In a bottom-up sweater (in pieces or not), conceptually, of course you can leave your back neck stitches on waste yarn, put them back on a needle and start your neckband pick up at the left shoulder, working your way around, and go on your merry way. You will end up with a sweater with a neckband. So far, so good, right?

But…here’s why I think you shouldn’t. Bear with me on a tiny bit of sweater-physics, but a lot of weight hangs off what’s called the yoke of your sweater, which is the region from armhole to neck. This is the structural, weight-bearing portion of the sweater, the part that keeps it on your body and ensures that it stays, well, a sweater. Bound-off edges, seams, and other non-stretching components add structural stability and soundness to that portion of the sweater, like steel beams do a roof. If you leave your back-neck stitches live, you lose a chance to put one of these metaphorical steel beams across the back neck of your sweater. Binding off and then picking up gives you another important place to anchor the sweater’s weight. This is particularly important for cardigans, where the back neck is the only piece that connects the right and left shoulders of the sweater.
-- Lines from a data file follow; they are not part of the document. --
PR #2936, opened 2025-05-19
fix: handle case of env not being defined for edge functions

pieh:
## Description

Follow up to https://github.com/opennextjs/opennextjs-netlify/pull/2891 + adjustments to e2e setups after recent urls changes

### DIFF
--- a/src/build/functions/edge.ts
+++ b/src/build/functions/edge.ts
@@ -132,9 +132,11 @@ const copyHandlerDependencies = async (
 
   const outputFile = join(destDir, `server/${name}.js`)
 
-  // Prepare environment variables for draft-mode (i.e. __NEXT_PREVIEW_MODE_ID, __NEXT_PREVIEW_MODE_SIGNING_KEY, __NEXT_PREVIEW_MODE_ENCRYPTION_KEY)
-  for (const [key, value] of Object.entries(env)) {
-    parts.push(`process.env.${key} = '${value}';`)
+  if (env) {
+    // Prepare environment variables for draft-mode (i.e. __NEXT_PREVIEW_MODE_ID, __NEXT_PREVIEW_MODE_SIGNING_KEY, __NEXT_PREVIEW_MODE_ENCRYPTION_KEY)
+    for (const [key, value] of Object.entries(env)) {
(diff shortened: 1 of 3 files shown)


src/build/functions/edge.ts
```diff
@@ -132,9 +132,11 @@ const copyHandlerDependencies = async (
...
   const outputFile = join(destDir, `server/${name}.js`)
 
-  // Prepare environment variables for draft-mode (i.e. __NEXT_PREVIEW_MODE_ID, __NEXT_PREVIEW_MODE_SIGNING_KEY, __NEXT_PREVIEW_MODE_ENCRYPTION_KEY)
-  for (const [key, value] of Object.entries(env)) {
-    parts.push(`process.env.${key} = '${value}';`)
+  if (env) {
+    // Prepare environment variables for draft-mode (i.e. __NEXT_PREVIEW_MODE_ID, __NEXT_PREVIEW_MODE_SIGNING_KEY, __NEXT_PREVIEW_MODE_ENCRYPTION_KEY)
+    for (const [key, value] of Object.entries(env)) {
+      parts.push(`process.env.${key} = '${value}';`)
+    }
```
pieh, line 139: https://github.com/opennextjs/opennextjs-netlify/actions/runs/15105688788/job/42453967192#step:14:1785

next@^13 did not have `env` defined (it was added in https://github.com/vercel/next.js/commit/dcff078936c72f43d2a2e37a7899b1a6f631855a ), so we need to check if it's defined first

tests/netlify-deploy.ts
```diff
@@ -148,7 +148,7 @@ export class NextDeployInstance extends NextInstance {
 
     try {
       const deployUrlRegex = new RegExp(
-        /https:\/\/app\.netlify\.com\/sites\/(?<siteName>[^\/]+)\/deploys\/(?<deployID>[0-9a-f]+)/gm,
+        /https:\/\/app\.netlify\.com\/(sites|projects)\/(?<siteName>[^\/]+)\/deploys\/(?<deployID>[0-9a-f]+)/gm,
```
pieh, line 151: it's `projects` now, but kept old one in there in case there would be any kind of revert on that

eduardoboucas (approved):

PR #2943, opened 2025-05-21
chore: add e2e report skip entry for renamed `basepath.test.ts`

serhalp:
## Description

This test suite file was moved in https://github.com/vercel/next.js/pull/77630.

This results in it showing up as failed in new reports: https://682e414a03ba12f55c5f417b--runtime-e2e-report.netlify.app/.

Example run here:
https://github.com/opennextjs/opennextjs-netlify/actions/runs/15163298543#summary-42664185436.

I also clarified the `reason` field.

We could do something gross to expect the Netlify default 404 page or configure a custom 404 page that mimics Vercel's... but I don't think it's worth it.

### Documentation

N/A

## Tests

N/A

### DIFF
--- a/tests/test-config.json
+++ b/tests/test-config.json
@@ -199,8 +199,18 @@
       ]
     },
     {
+      "//": "This was the test file name before v15.3.0-canary.27 / v15.3.0",
       "file": "test/e2e/basepath.test.ts",
-      "reason": "Hard-coded Vercel error message",
+      "reason": "Hard-coded expectation of Vercel's default 404 page",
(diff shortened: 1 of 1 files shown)


tests/test-config.json
```diff
@@ -199,8 +199,18 @@
       ]
     },
     {
+      "//": "This was the test file name before v15.3.0-canary.27 / v15.3.0",
```
mrstork, line 202: Clever!

mrstork (approved):

PR #2959, opened 2025-06-11
test: print cli output when timing out

pieh:
## Description

To aid with debugging vercel/next tests that are just timing out without any meaningful output this captures the output and will print it out if `destroy()` is called before deploy finished to figure out if something is just slow or we are sometimes hanging on something.

See example https://github.com/opennextjs/opennextjs-netlify/actions/runs/15591799921/job/43913715730#step:20:82 (from test run on tmp commit that was intentionally timing out)

### DIFF
--- a/tests/netlify-deploy.ts
+++ b/tests/netlify-deploy.ts
@@ -154,6 +154,8 @@ export class NextDeployInstance extends NextInstance {
     const deployRes = await deployResPromise
 
     if (deployRes.exitCode !== 0) {
+      // clear deploy output to avoid printing it again in destroy()
+      this._deployOutput = ''
       throw new Error(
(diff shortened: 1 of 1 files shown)


tests/netlify-deploy.ts
```diff
@@ -168,7 +183,7 @@ export class NextDeployInstance extends NextInstance {
         require('console').log(`Logs: ${buildLogsUrl}`)
       }
     } catch (err) {
-      console.error(err)
+      require('console').error(err)
```
pieh, line 186: not related to main change

this error was not being printed out before - there is some weird console patching going on - so adjusting this to be same as other logs in case those might hide some important detail for us that would help debugging

serhalp (approved):

PR #2976, opened 2025-06-25
test: loose some assertions for fallback: true e2e tests to allow nonbreaking next@canary changes

pieh:
## Description

Follow up to https://github.com/opennextjs/opennextjs-netlify/pull/2974 that adjust assertions for currently failing tests now that `fallback: true` cache-control was fixed in https://github.com/vercel/next.js/pull/80865

### DIFF
--- a/tests/e2e/page-router.test.ts
+++ b/tests/e2e/page-router.test.ts
@@ -157,12 +157,15 @@ test.describe('Simple Page Router (no basePath, no i18n)', () => {
 
         const fallbackWasServed =
           useFallback && headers1['cache-status'].includes('"Next.js"; fwd=miss')
-        expect(headers1['netlify-cache-tag']).toBe(
-          fallbackWasServed ? undefined : `_n_t_${encodeURI(pagePath).toLowerCase()}`,
-        )
+        if (!fallbackWasServed) {
+          expect(headers1['netlify-cache-tag']).toBe(`_n_t_${encodeURI(pagePath).toLowerCase()}`)
+        }
         expect(headers1['netlify-cdn-cache-control']).toBe(
           fallbackWasServed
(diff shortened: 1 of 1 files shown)


tests/e2e/page-router.test.ts
```diff
@@ -157,12 +157,15 @@ test.describe('Simple Page Router (no basePath, no i18n)', () => {
 
         const fallbackWasServed =
           useFallback && headers1['cache-status'].includes('"Next.js"; fwd=miss')
-        expect(headers1['netlify-cache-tag']).toBe(
-          fallbackWasServed ? undefined : `_n_t_${encodeURI(pagePath).toLowerCase()}`,
-        )
+        if (!fallbackWasServed) {
+          expect(headers1['netlify-cache-tag']).toBe(`_n_t_${encodeURI(pagePath).toLowerCase()}`)
+        }
```
pieh, line 162: fallback does get cache tag with newest canary, but as long as it's not cacheable, we don't actually care about cache tag

tests/e2e/page-router.test.ts
```diff
@@ -157,12 +157,15 @@ test.describe('Simple Page Router (no basePath, no i18n)', () => {
...
         expect(headers1['netlify-cdn-cache-control']).toBe(
           fallbackWasServed
-            ? undefined
+            ? // fallback should not be cached
+              nextVersionSatisfies('>=15.4.0-canary.95')
+              ? `private, no-cache, no-store, max-age=0, must-revalidate, durable`
+              : undefined
```
pieh, line 168: Both of those mean "no-cache" in practice so those are generally the same in fact that fallback should not be cached

Just note that same change is applied 3 times in this PR, but will just comment on first case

On a top-down sweater, particularly a top-down raglan, you’re already a little short on structural supports, which makes it even more important. Doing the neckline last on your top-down sweater also gives you more choices about how you shape the neckline (with increases at the front before the sweater is joined in the round, or with short rows to raise the back neck). It also gives you a chance to call a bit of an audible at the end of your sweater-knitting process: necklines are funny things sometimes, and it can be really helpful to see how the sweater physically sits on your body before you commit to a particular length or ribbing strategy.